Equally, the policy decisions of the transnational sustainability programmes are not central to Sun's analysis, even though there are good reasons to expect that they may have mattered. In Sweden, for instance, changes made by the FSC in the late 1990s to introduce percentage-based claims for certified products enabled greater participation of forest product companies because the policy change accommodated a wood-sharing arrangement that occurred among processing facilities.Footnote 19 Policy changes could also make eco-certification less fit for certain national contexts. For instance, the Marine Stewardship Council (MSC) – the leading eco-certifier for wild-capture fisheries addressed in the book – faced pressure in the late 2000s to address consistency problems across fishery assessments; this led to an MSC policy change that standardized assessments and limited auditor discretion.Footnote 20 Arguably, this policy change reduced the ability of the programme to adapt to the national and local contexts of fisheries in China, a possibility that remains to be explored.

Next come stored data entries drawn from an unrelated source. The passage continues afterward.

PR #15542, opened 2022-11-24
Add Config example for Config Entry Bootstrap

Ranjandas:
### Description
Add an example configuration on bootstrapping Config Entry using the agent configuration.

This was found from an old GH issue created by @mkeeler.

I have tested this using the following steps:

1. Create the config entry
```
cat <<EOF > agent.hcl
config_entries {
  bootstrap {
    kind = "proxy-defaults"
    name = "global"
    config {
       envoy_dogstatsd_url = "udp://127.0.0.1:9125"
    }
  }
  bootstrap {
    kind = "service-defaults"
    name = "dashboard"
    protocol = "http"
  }
}
EOF
```

2. Launch a dev agent

```
$ consul agent -dev -config-file agent.hcl
```

3. Verify both `service-defaults` and `proxy-defaults`.

```
consul config read -kind proxy-defaults -name global
{
    "Kind": "proxy-defaults",
    "Name": "global",
    "Partition": "default",
    "Namespace": "default",
    "TransparentProxy": {},
    "Config": {
        "envoy_dogstatsd_url": "udp://127.0.0.1:9125"
    },
    "MeshGateway": {},
    "Expose": {},
    "CreateIndex": 15,
    "ModifyIndex": 15
}
```

```
consul config read -kind service-defaults -name dashboard
{
    "Kind": "service-defaults",
    "Name": "dashboard",
    "Partition": "default",
    "Namespace": "default",
    "Protocol": "http",
    "TransparentProxy": {},
    "MeshGateway": {},
    "Expose": {},
    "CreateIndex": 17,
    "ModifyIndex": 17
}
```

### PR Checklist

* [x] not a security concern

### DIFF
--- a/website/content/docs/agent/config/config-files.mdx
+++ b/website/content/docs/agent/config/config-files.mdx
@@ -434,6 +434,52 @@ Valid time units are 'ns', 'us' (or 'µs'), 'ms', 's', 'm', 'h'."
     See the [configuration entry docs](/docs/agent/config-entries) for more
     details about the contents of each entry.
 
+  <CodeTabs>
+
+  ```hcl
+  config_entries {
+    bootstrap {
+      kind = "proxy-defaults"
+      name = "global"
+      config {
+         envoy_dogstatsd_url = "udp://127.0.0.1:9125"
+      }
+    }
+    bootstrap {
+      kind = "service-defaults"
+      name = "dashboard"
+      protocol = "http"
+    }
+  }
+  ```
+
+  ```json
+  {
+    "config_entries": [
+      {
+        "bootstrap": [
+          {
+            "kind": "proxy-defaults",
+            "name": "global",
+            "config": [
+              {
+                "envoy_dogstatsd_url": "udp://127.0.0.1:9125"
+              }
+            ]
+          },
+          {
+            "kind": "service-defaults",
+            "name": "dashboard",
+            "protocol": "http"
+          }
+        ]
+      }
+    ]
+  }
+  ```
+
+  </CodeTabs>
+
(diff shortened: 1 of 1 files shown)


trujillo-adam (changes requested):
Thanks for adding the example, but I think the content makes more sense in this page: https://developer.hashicorp.com/consul/docs/agent/config-entries

There is already a subtopic on how to bootstrap where this example could go. It would need an introduction explaining what the example accomplishes. Please let me know how I can help draft the content.

The agent configuration page is already overwhelming, so it would be easy for example configurations to be overlooked. I know we already have a some examples in this page, but we have a long term initiative to organize content by type(reference, usage, etc.).

jkirschner-hashicorp:
I agree with @trujillo-adam that something like this, if we add it, belongs on the config entries page. We could cross-reference is from the agent config option ("For more details, refer to ___").

However, there's also a separate conversation happening internally on the conditions under which we'd even recommend using the `config_entries.bootstrap` agent config option. My current understanding is that this config option isn't the way most users should be managing config entries. We need provide that context so we don't accidentally guide (or implicitly suggest) users down a path that's unsuitable for them.

jkirschner-hashicorp:
@Ranjandas : I'm super appreciative of you documenting hidden knowledge as you go :) Keep up the great work. I'll follow up internally to see how we should contextualize this example.

brucelok:
it would be helpful if the [documentation](https://developer.hashicorp.com/consul/docs/agent/config/config-files#config_entries) can show some examples. It wasn't working for me, it took times for me to figure out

None of these omissions diminish the central contributions that Certifying China provides. Sun has enriched our understanding of eco-certification by re-examining certain previously studied factors and adding helpful specifics on the unique business-government relations in China that have mattered significantly for explaining when and how transnational private sustainability governance has found support from Chinese firms. Key lessons from this analysis are sure to inform further work on how eco-certification may become more successful in the future.